In early 1967, the band broke with their producer Erik Jacobsen, turning to Joe Wissert to produce the single "Six O'Clock", which would hit #18 US.
Yanovsky left the band after the soundtrack album You're a Big Boy Now was released in May 1967, primarily due to a drug bust in San Francisco, in which he was arrested for possession of marijuana and pressured by police to name his supplier. As a Canadian citizen and fearing he would be barred from re-entering the U.S., he complied. He would later open a restaurant in Canada, the immensely popular Chez Piggy in Kingston, Ontario. The restaurant is now owned and run by his daughter.
Yanovsky's replacement was Jerry Yester, formerly of the Modern Folk Quartet. Around this time, perhaps coincidentally, the band's sound became more pop-oriented.

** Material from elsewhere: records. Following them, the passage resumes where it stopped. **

PR #1191, opened 2019-04-04
Lazily initializing exceptions

zoewangg:
## Description
Delay the creation of `ApiCallTimeoutException` and `ApiCallAttemptTimeoutException` as they are not necessary and costly to create. This would improve performance in async path.

## Testing
Benchmark comparison (throughput ops/s)

Benchmark  |  before | after |     
------------ | -------------  | -----------                              
NettyClientH1NonTlsBenchmark.concurrentApiCall  |  7119 | 8453
NettyClientH1NonTlsBenchmark.sequentialApiCall |  2303 | 2393
NettyHttpClientH1Benchmark.concurrentApiCall (jdk) |  6390 | 7260
NettyHttpClientH1Benchmark.sequentialApiCall (jdk) |  1775 |  1827
NettyHttpClientH2Benchmark.concurrentApiCall (jdk) | 4513 | 4655
NettyHttpClientH2Benchmark.sequentialApiCall (jdk) | 1687 | 1723

## Types of changes

- [ ] Bug fix (non-breaking change which fixes an issue)
- [ ] New feature (non-breaking change which adds functionality)

## Checklist

- [x] I have read the **CONTRIBUTING** document
- [x] Local run of `mvn install` succeeds
- [x] My code follows the code style of this project
- [ ] My change requires a change to the Javadoc documentation
- [ ] I have updated the Javadoc documentation accordingly
- [x] I have read the **README** document
- [ ] I have added tests to cover my changes
- [x] All new and existing tests passed
- [x] A short description of the change has been added to the **CHANGELOG**
- [ ] My change is to implement 1.11 parity feature and I have updated [LaunchChangelog](https://github.com/aws/aws-sdk-java-v2/blob/master/docs/LaunchChangelog.md)

## License

- [x] I confirm that this pull request can be released under the Apache 2 license

PR #1250, opened 2019-05-10
Update baseline data

zoewangg:
## Description
- Update baseline result to the latest data
- Update `BenchmarkResultProcessor` to check difference percentage if the current data and baseline data are statistically different. 

## License


dagnir:
Can we be a little more restrictive? Or is anything higher too strict as well?

zoewangg:
> Can we be a little more restrictive? Or is anything higher too strict as well?

Going to test it out

zoewangg:
The `compare` method turns out not very reliable. It's always showing statistically different even though the difference is only `21`.  Going to try to add a 10% margin

```
Baseline: apicall.httpclient.async.NettyHttpClientH1Benchmark.sequentialApiCall 1720.1013604261893

Result: apicall.httpclient.async.NettyHttpClientH1Benchmark.sequentialApiCall 1699.547
```

zoewangg:
Benchmark  |  w/  HealthCheckedChannelPool | w/o HealthCheckedChannelPool |     
------------ | -------------  | -----------                              
NettyClientH1NonTlsBenchmark.concurrentApiCall  |  7313 | 8238
NettyClientH1NonTlsBenchmark.sequentialApiCall |  2192 | 2380
NettyHttpClientH1Benchmark.concurrentApiCall (jdk) |  6279 | 7113
NettyHttpClientH1Benchmark.sequentialApiCall (jdk) |  1699 |  1813
NettyHttpClientH2Benchmark.concurrentApiCall (jdk) | 4272 | 4545
NettyHttpClientH2Benchmark.sequentialApiCall (jdk) | 1605 | 1712

dagnir:
Are these baseline numbers run with `HealthCheckedChannelPool` removed?

zoewangg:
No, it's with current code base.  The change in #1191 has improved the performance (we didn't update the baseline after the change), and then the latency introduced in `HealthCheckedChannelPool` "reverted" the performance back to before.

PR #1264, opened 2019-05-22
Allowing keys with leading slashes for S3

spfink:
S3 allows keys to begin with slashes for unknown reasons. This change allows those keys to work with the SDK and our HTTP clients.

## Testing
Added integration test

## Types of changes

## Checklist

## License


millems:
Changelog?

core/protocols/aws-xml-protocol/src/main/java/software/amazon/awssdk/protocols/xml/internal/marshall/SimpleTypePathMarshaller.java
```diff
@@ -37,7 +37,7 @@
      * so that it preserves the path structure.
      */
     public static final XmlMarshaller<String> GREEDY_STRING =
-        new SimplePathMarshaller<>(ValueToStringConverter.FROM_STRING, PathMarshaller.GREEDY);
+        new SimplePathMarshaller<>(ValueToStringConverter.FROM_STRING, PathMarshaller.GREEDY_WITH_SLASHES);
```
millems: What services are affected by this change? How certain are we that they wouldn't be broken by this?

services/s3/src/it/java/software/amazon/awssdk/services/s3/KeysWithLeadingSlashIntegrationTest.java
```diff
@@ -0,0 +1,43 @@
...
+
+import java.nio.charset.StandardCharsets;
+import org.junit.BeforeClass;
+import org.junit.Test;
+import software.amazon.awssdk.core.sync.RequestBody;
+
+public class KeysWithLeadingSlashIntegrationTest extends S3IntegrationTestBase {
+
+    private static final String BUCKET = temporaryBucketName(KeysWithLeadingSlashIntegrationTest.class);
+    private static final String KEY = "/stupidkeywithillegalleadingslashthatsucks";
```
millems: No passive aggression here. Nope.

core/protocols/aws-xml-protocol/src/main/java/software/amazon/awssdk/protocols/xml/internal/marshall/SimpleTypePathMarshaller.java
spfink: This only effects XML services of which none of them currently use the greedy path marshaller.

services/s3/src/it/java/software/amazon/awssdk/services/s3/KeysWithLeadingSlashIntegrationTest.java
spfink: Just a random key name I swear.

core/protocols/aws-xml-protocol/src/main/java/software/amazon/awssdk/protocols/xml/internal/marshall/SimpleTypePathMarshaller.java
spfink: Other than S3 that is.

spfink:
I don't like to change the protocol tests as I've done here but I think in this case it's fine. 

I've confirmed no other XML service uses the greedy path besides S3 and this is the correct behavior for S3. We shouldn't see any new services use XML. It could effect existing services if they add operations with a greedy path in the future. At that point we could switch this to be an S3 only customization but that would introduce a significant amount of additional handwritten S3 code and a bunch of new codegen customizations.

PR #1300, opened 2019-06-20
Converter refactor (part 1 of ?) - Updated interfaces

millems:
The existing interfaces required the same API for type converters that
worked on subtypes (e.g. converting collections) and the ones that
didn't work on subtypes (e.g. converting an Integer). The internals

This new line up of The Lovin' Spoonful would record two moderately successful Wissert-produced singles ("She Is Still A Mystery" and "Money"), as well as the 1967 album Everything Playing. Sebastian then left the group by early 1968 to go solo.
The group was now officially a trio, and drummer Butler (who had previously sung lead on a few album tracks) became the group's new lead vocalist. Up to this point Sebastian had written (or co-written) and sung every one of The Lovin' Spoonful's hits; the band now turned to outside writers for their singles, and used a variety of outside producers. The band's last two Hot 100 entries ("Never Going Back" and "Me About You") were sung by Butler, and written by professional songsmiths. In addition, "Never Going Back" only featured Yester and Butler's playing—the other musical parts were played by session musicians, a first for the group.
With commercial success waning, The Lovin' Spoonful lasted only until early 1969. They split up following the release of their album Revelation: Revolution '69.